Vous ordonnez ! et pourquoi ?

MADAME DE POMPADOUR.

Parce que vous m’en donnez le droit ! parce que vous osez bien davantage ! parce que vous m’aimez !

FANFAN, reculant épouvanté.

Ah ! mon Dieu ! elle a deviné ma folie !...

MADAME DE POMPADOUR.

Taisez-vous !

FANFAN.

Ah ! ne vous offensez pas à votre tour, ce n’est pas tout à fait ma faute ! Dans les longues heures des factions de nuit, ou bien enveloppé dans son manteau, près du feu du bivouac, on pense, on se souvient, on se fait des idées, des rêves ! on revoit dans le vague un sourire, un regard ! on écoute le frôlement d’une robe de soie ! on aspire un parfum qui ne veut pas quitter votre air ! on sent sur ses lèvres la moiteur d’une petite main qu’elles ont une fois touchée !... Oh ! pardon, pardon, madame !

MADAME DE POMPADOUR.

Ah ! ne me demandez pas pardon parce que vous m’avez fait connaître, une fois dans ma vie, ce que c’est que le son d’une parole émue, ce que c’est que le souffle d’un amour sincère ! Ne me demandez pas pardon, parce qu’une fois dans ma vie, j’aurai vraiment senti palpiter une âme !

Il est incliné devant elle, la main sur son front. Tout à coup ils se redressent, prêtant l’oreille.

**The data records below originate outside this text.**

PR #4338, opened 2024-04-28
Add Shutdown method to registry.Registry

### LINKED ISSUE #4337: Feature Request: Shutdown() method on registry.Registry struct
### Description

I am working on a project that embeds the Distribution Registry. Unless I missed something, there is no way to gracefully shutdown the registry HTTP server from code. The registry server expects a signal on the `quit` channel, which is in a global variable that is private to the package.

I would like to have a shutdown method on the registry.Registry struct so that I can gracefully shutdown an embedded registry HTTP server.

Opening a PR shortly.

robinkb:
Adds a Shutdown method to `registry.Registry`. Enables gracefully shutting down an embedded registry HTTP server.

Closes #4337.

### DIFF
--- a/registry/registry.go
+++ b/registry/registry.go
@@ -81,9 +81,6 @@ var tlsVersions = map[string]uint16{
 // defaultLogFormatter is the default formatter to use for logs.
 const defaultLogFormatter = "text"
 
-// this channel gets notified when process receives signal. It is global to ease unit testing
-var quit = make(chan os.Signal, 1)
-
 // HandlerFunc defines an http middleware
 type HandlerFunc func(config *configuration.Configuration, handler http.Handler) http.Handler
 
@@ -130,6 +127,7 @@ type Registry struct {
 	config *configuration.Configuration
 	app    *handlers.App
 	server *http.Server
+	quit   chan os.Signal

Oh ! écoutez ! est-ce qu’une voiture ne s’arrête pas là ?

FANFAN.

Et de ce côté, j’entends un bruit d’armes...

Il court à la baie de droite.

Les ennemis !... Ils se glissent sur l’autre pente du ravin ! – Oh ! mais alors, madame, les abords doivent être, par là, dégagés des nôtres. Le maréchal de Saxe n’a pu cacher ses gens que là, dans le bois. Partez ! Moi, je vais l’avertir, je vais lui donner le signal qu’il attend.

MADAME DE POMPADOUR.

Vous quitter ainsi !

FANFAN.

Par grâce ! c’est votre seule chance !... Voyons, c’est aussi la mienne ! Allez ! allez !

MADAME DE POMPADOUR.

Ah ! laissez-moi du moins vous guérir avec le mot qui vous a blessé : Que Dieu vous garde, mon soldat !

Elle sort par la gauche.

FANFAN, saisissant sa carabine.

En avant ! Vous ne me voyez pas, messieurs les Anglais, il faut bien que je vous salue le premier.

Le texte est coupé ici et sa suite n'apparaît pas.